■ Task statement
For every line in the records that has the word "would", make a copy.

■ Data to examine

——

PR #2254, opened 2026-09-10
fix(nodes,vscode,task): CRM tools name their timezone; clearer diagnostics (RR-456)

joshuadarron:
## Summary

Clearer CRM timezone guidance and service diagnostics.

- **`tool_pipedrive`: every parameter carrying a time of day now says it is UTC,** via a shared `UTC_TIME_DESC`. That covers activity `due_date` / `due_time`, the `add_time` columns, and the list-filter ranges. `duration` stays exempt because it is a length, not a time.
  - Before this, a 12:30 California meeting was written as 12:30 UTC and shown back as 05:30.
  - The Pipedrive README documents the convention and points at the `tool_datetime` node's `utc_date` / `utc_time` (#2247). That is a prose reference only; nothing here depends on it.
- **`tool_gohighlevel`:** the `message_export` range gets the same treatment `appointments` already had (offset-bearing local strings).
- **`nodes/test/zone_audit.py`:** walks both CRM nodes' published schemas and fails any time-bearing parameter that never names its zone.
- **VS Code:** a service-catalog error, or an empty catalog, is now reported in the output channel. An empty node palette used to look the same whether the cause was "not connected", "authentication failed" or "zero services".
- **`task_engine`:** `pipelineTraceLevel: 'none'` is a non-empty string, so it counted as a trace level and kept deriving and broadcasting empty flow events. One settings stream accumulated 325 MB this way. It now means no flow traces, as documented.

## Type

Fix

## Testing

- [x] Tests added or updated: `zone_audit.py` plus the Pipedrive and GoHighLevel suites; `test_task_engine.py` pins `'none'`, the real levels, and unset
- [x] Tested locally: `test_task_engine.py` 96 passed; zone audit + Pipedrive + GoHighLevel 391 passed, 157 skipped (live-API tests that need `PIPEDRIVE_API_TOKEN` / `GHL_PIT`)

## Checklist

——

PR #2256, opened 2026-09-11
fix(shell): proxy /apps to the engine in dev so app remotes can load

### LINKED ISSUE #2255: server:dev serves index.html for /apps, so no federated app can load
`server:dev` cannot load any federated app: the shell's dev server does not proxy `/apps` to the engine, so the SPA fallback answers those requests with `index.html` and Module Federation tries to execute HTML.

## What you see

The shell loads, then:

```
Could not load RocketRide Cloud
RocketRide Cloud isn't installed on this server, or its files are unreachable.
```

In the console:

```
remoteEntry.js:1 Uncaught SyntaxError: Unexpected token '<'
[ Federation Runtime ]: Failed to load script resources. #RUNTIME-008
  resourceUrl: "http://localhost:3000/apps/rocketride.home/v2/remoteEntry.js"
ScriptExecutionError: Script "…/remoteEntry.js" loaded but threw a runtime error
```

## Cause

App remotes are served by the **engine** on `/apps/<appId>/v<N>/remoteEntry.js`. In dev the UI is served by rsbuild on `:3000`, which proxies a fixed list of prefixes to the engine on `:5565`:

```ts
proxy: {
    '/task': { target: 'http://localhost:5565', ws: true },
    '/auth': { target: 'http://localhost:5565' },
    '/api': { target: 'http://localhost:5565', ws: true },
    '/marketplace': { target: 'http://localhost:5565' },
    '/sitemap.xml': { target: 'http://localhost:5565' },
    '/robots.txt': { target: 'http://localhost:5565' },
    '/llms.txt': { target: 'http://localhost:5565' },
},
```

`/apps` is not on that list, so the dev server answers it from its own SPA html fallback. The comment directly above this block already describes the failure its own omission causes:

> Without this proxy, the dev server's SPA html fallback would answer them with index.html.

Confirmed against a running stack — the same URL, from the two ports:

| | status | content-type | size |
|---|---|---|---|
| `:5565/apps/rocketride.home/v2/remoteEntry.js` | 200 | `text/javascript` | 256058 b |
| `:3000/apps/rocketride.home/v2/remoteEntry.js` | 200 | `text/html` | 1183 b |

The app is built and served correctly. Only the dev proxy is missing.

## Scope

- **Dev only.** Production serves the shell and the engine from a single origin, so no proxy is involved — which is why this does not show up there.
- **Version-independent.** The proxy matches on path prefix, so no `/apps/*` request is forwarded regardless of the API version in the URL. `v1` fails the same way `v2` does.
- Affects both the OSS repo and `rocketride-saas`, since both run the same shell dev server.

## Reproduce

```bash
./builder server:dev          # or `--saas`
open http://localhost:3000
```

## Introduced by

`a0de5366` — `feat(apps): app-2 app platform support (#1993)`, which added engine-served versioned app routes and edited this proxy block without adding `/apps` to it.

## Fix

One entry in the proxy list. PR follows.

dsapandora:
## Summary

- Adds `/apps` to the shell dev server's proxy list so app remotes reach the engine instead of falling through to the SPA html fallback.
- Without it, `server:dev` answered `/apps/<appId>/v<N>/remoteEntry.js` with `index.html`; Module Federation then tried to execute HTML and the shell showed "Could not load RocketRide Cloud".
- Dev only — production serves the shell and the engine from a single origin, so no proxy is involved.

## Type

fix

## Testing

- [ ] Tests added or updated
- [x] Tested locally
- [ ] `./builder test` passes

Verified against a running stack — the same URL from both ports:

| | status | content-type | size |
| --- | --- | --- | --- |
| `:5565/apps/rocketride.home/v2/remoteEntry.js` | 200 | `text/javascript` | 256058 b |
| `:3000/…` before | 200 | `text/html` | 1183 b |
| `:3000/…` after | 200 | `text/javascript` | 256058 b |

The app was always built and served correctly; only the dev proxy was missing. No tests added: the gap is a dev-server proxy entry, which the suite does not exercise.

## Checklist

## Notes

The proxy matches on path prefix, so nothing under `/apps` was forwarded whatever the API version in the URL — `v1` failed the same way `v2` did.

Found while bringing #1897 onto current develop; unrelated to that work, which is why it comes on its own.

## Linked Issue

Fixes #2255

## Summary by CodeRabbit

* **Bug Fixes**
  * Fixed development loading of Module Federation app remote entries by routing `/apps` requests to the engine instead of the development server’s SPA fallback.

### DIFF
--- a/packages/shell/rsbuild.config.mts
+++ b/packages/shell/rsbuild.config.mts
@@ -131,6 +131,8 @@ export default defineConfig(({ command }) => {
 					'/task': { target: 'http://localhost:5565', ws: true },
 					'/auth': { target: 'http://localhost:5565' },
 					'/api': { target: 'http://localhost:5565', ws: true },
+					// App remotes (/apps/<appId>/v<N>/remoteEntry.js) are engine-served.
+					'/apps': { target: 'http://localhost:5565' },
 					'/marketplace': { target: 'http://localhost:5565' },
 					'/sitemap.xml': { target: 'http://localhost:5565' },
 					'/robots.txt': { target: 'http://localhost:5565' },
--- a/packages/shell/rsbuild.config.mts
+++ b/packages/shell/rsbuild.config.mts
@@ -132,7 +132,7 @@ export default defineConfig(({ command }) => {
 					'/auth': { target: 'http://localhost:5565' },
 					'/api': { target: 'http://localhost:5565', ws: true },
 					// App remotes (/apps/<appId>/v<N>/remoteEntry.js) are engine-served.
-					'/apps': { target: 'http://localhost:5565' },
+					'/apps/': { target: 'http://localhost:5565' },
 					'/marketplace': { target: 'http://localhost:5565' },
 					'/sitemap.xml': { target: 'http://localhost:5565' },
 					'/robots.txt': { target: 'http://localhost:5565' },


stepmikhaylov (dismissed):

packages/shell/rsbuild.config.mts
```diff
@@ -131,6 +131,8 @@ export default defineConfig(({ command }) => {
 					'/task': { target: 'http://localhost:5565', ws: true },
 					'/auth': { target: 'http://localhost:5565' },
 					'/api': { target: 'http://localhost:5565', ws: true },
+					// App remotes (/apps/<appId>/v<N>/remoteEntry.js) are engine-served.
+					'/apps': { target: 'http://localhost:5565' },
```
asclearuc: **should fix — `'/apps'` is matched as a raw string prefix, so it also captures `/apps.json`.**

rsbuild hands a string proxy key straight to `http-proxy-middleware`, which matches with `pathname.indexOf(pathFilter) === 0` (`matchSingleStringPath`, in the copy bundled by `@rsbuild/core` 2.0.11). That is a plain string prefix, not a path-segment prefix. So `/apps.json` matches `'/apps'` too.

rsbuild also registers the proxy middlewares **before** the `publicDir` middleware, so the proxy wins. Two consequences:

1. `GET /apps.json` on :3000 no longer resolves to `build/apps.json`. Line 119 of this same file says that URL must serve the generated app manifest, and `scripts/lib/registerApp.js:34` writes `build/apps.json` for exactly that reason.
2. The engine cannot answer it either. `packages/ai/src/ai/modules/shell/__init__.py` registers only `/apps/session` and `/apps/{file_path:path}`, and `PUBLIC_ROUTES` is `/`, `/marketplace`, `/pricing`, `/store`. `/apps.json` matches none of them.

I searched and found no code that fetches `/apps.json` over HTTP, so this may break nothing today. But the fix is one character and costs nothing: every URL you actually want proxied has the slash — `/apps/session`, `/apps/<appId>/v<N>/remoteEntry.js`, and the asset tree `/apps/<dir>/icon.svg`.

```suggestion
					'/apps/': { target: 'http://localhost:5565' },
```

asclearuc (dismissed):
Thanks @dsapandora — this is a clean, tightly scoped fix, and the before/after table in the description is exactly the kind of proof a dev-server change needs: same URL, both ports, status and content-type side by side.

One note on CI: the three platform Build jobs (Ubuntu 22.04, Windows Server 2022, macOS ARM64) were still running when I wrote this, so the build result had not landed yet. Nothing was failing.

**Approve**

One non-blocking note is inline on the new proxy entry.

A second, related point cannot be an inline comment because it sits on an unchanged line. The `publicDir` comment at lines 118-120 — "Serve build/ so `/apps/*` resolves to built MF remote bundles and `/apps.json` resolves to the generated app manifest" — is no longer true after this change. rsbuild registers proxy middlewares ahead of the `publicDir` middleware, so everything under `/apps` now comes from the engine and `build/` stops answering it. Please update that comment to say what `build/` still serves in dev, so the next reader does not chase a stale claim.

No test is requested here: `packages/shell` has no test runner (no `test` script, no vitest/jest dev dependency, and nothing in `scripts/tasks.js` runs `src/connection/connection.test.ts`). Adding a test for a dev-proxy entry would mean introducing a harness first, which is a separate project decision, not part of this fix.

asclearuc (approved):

——

■ Response to this task
> Without this proxy, the dev server's SPA html fallback would answer them with index.html.
No test is requested here: `packages/shell` has no test runner (no `test` script, no vitest/jest dev dependency, and nothing in `scripts/tasks.js` runs `src/connection/connection.test.ts`). Adding a test for a dev-proxy entry would mean introducing a harness first, which is a separate project decision, not part of this fix.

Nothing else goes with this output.